WHAT YOU SHOULD DO »
Print the records below from the first line through the line containing "## Motivation", both included, word for word.

Recorded data
______________________________
PR #1555, opened 2026-08-27
feat(scheduler): log per-DP queue-wait time at prefill admission

Yajingleo:
## Motivation

`Req.queue_time_end` was declared but never assigned, so the time a request spends waiting for admission was measured nowhere. With DP that wait is worth having per-rank: `#queue-req` shows the queue is deep, but not *whose* queue is deep or how long a request actually sits in it.

This is the request-scheduling analogue of Linux run-queue latency — time spent runnable but not yet running, reported per queue (here a DP rank rather than a CPU), which is what exposes an imbalanced load balancer.

## Modifications

- Add `record_queue_wait_times()` to `scheduler_metrics_mixin.py`: closes the timing for each admitted request and groups the waits by DP rank. `queue_time_end` is set only once, so requests re-admitted after retraction are not double-counted.
- Call it from `log_prefill_stats` and append `queue-wait per DP (ms)` with `avg`/`max` per rank, next to the existing `#prefill per DP` / `#running per DP`. Only logged when `dp_size > 1`; ranks that admitted nothing log `None`.
- Move the `Req` / `ScheduleBatch` / `PrefillAdder` imports under `TYPE_CHECKING` so the module can be imported without pulling in the whole scheduler — needed for the unit test.

Sample line (dp_size=2):

```
... #prefill per DP: [4, 2], #running per DP: [7, 5],
queue-wait per DP (ms): [{'avg': 18.4, 'max': 31.2}, {'avg': 204.7, 'max': 311.9}], #queue-req: 9,
```

One caveat worth knowing, since it isn't visible in the diff: `queue_time_start` has two pre-existing start points. The common path stamps it on append to `waiting_queue` (runnable, unadmitted) — true run-queue latency. The grammar path stamps it on entry to `grammar_queue`, where the request is still blocked on compilation, and that span carries through unchanged. For grammar-constrained requests the number is therefore total time-to-admission, i.e. an upper bound. This PR does not change those start points.

## Accuracy Tests

Not applicable — logging only; no scheduling decision or model output changes.

## Benchmarking and Profiling

Not applicable. One `perf_counter()` read and a dict append per admitted request, in a path that already formats a log line.

## Test Plan

```
cd python && PYTHONPATH=. python -m pytest sgl_jax/test/managers/test_scheduler_metrics.py -q
```

`3 passed` — covers per-DP grouping, the retracted/unstarted skip cases, and the rendered log line.

## Checklist

https://claude.ai/code/session_01LQvxU2ovvhC5hujdjUqNiZ


JamesBrianD:
I agree that queue time is a useful signal to record, especially for diagnosing DP load imbalance. However, I’m not sure it belongs in the per-prefill batch info log.

The batch-local `avg`/`max` values are difficult to aggregate, query, or alert on over time, and the log becomes quite verbose as the DP size grows. A metrics histogram labeled by DP rank would be a better long-term interface and would allow us to inspect percentiles such as p50/p95/p99.

This would also align with upstream SGLang, which exports queue latency through the `sglang:queue_time_seconds` histogram. Could we record this as a metric instead of extending every prefill batch log line?

Yajingleo:
Thanks for the suggestion. I replaced the per-prefill batch log output with a Prometheus histogram named `sglang:queue_time_seconds`, labeled by `dp_rank`. The metric name and bucket boundaries mirror upstream SGLang's queue-time histogram, and each request is observed only on its first prefill admission so retracted requests are not double-counted. I also updated the focused unit tests; they pass locally (2 passed). The change is in a57b4a29.

JamesBrianD:
Thanks for switching this to a per-DP histogram. The direction looks right, but there is one export issue with `--enable-single-process --enable-metrics`.

`scheduler_metrics_mixin.py` imports `prometheus_client` before `http_server.launch()` sets `PROMETHEUS_MULTIPROC_DIR`. The client chooses its storage backend at import time, so in single-process mode the histogram stays in the normal in-process registry, while `/metrics` only reads the multiprocess registry. The code records the sample, but the metric is missing from the endpoint.

Could you move the Histogram import/creation until after Prometheus has been initialized, or otherwise make the registry choice consistent for single-process mode? It would also be good to add a test that records one queue sample and then scrapes the same registry used by `/metrics`; the current mock test does not cover the export path.

The grammar timing difference can remain as the #1556 follow-up.

Yajingleo:
Thanks for the detailed reproduction. I reproduced the import-order issue and have a fix ready locally.

The fix removes the module-level `Histogram` import and creates the queue histogram only during scheduler metrics initialization, after `PROMETHEUS_MULTIPROC_DIR` has been configured. The `/metrics` setup also selects the registry matching prometheus-client's active value backend, so an embedder that imported prometheus-client early does not hide in-process metrics behind a `MultiProcessCollector`.

I added an isolated fresh-interpreter regression that covers both launch shapes (single-process and spawned scheduler). It explicitly verifies that importing `scheduler_metrics_mixin` does not import `prometheus_client`, sets `PROMETHEUS_MULTIPROC_DIR`, confirms the mmap-backed value class is selected, observes a DP-labelled queue sample, and scrapes the actual `/metrics` ASGI endpoint to assert the histogram count is present. The focused suite passes (`3 passed`).

I'll push the implementation next.

Yajingleo:
Pushed the fix and regression coverage in `01c25d2d`. The focused test passes in both single-process and spawned modes (`3 passed`).

python/sgl_jax/test/managers/test_scheduler_metrics.py
```diff
@@ -0,0 +1,105 @@
...
+    metric = Mock()
+
+    record_queue_wait_times([already_recorded, no_start], metric, now=10.0)
+
+    metric.labels.assert_not_called()
+    assert already_recorded.queue_time_end == 2.0
+    assert no_start.queue_time_end is None
+
+
+def test_queue_time_histogram_is_exported_in_single_and_spawned_modes(tmp_path):
```
JamesBrianD: Please remove this test file. The nested subprocess scripts are too difficult to maintain for the coverage they provide.

python/sgl_jax/srt/utils/common_utils.py
```diff
@@ -210,12 +210,26 @@ def set_prometheus_multiproc_dir():
...
-    from prometheus_client import CollectorRegistry, make_asgi_app, multiprocess
-    from starlette.routing import Mount
+def get_prometheus_registry():
+    from prometheus_client import REGISTRY, CollectorRegistry, multiprocess, values
+
+    # prometheus_client fixes ValueClass at first import. Normally launch() sets
+    # PROMETHEUS_MULTIPROC_DIR before that import, but embedders may have already
+    # imported the client. Scrape the registry matching the selected backend so
+    # in-process metrics are never hidden behind a MultiProcessCollector.
+    if values.ValueClass.__name__ == "MutexValue":
```
JamesBrianD: Please remove this helper and keep the existing registry setup. Checking a private `ValueClass` name is brittle and still does not handle spawned workers correctly.

Yajingleo: Done.

python/sgl_jax/test/managers/test_scheduler_metrics.py
Yajingleo: Done

Yajingleo:
Thanks for the careful review! Comments are addressed. Added `set_prometheus_multiproc_dir` upfront in the main before importing prometheus client.

JamesBrianD (approved):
______________________________
ANSWER FOR THIS EXERCISE »
PR #1555, opened 2026-08-27
feat(scheduler): log per-DP queue-wait time at prefill admission

Yajingleo:
## Motivation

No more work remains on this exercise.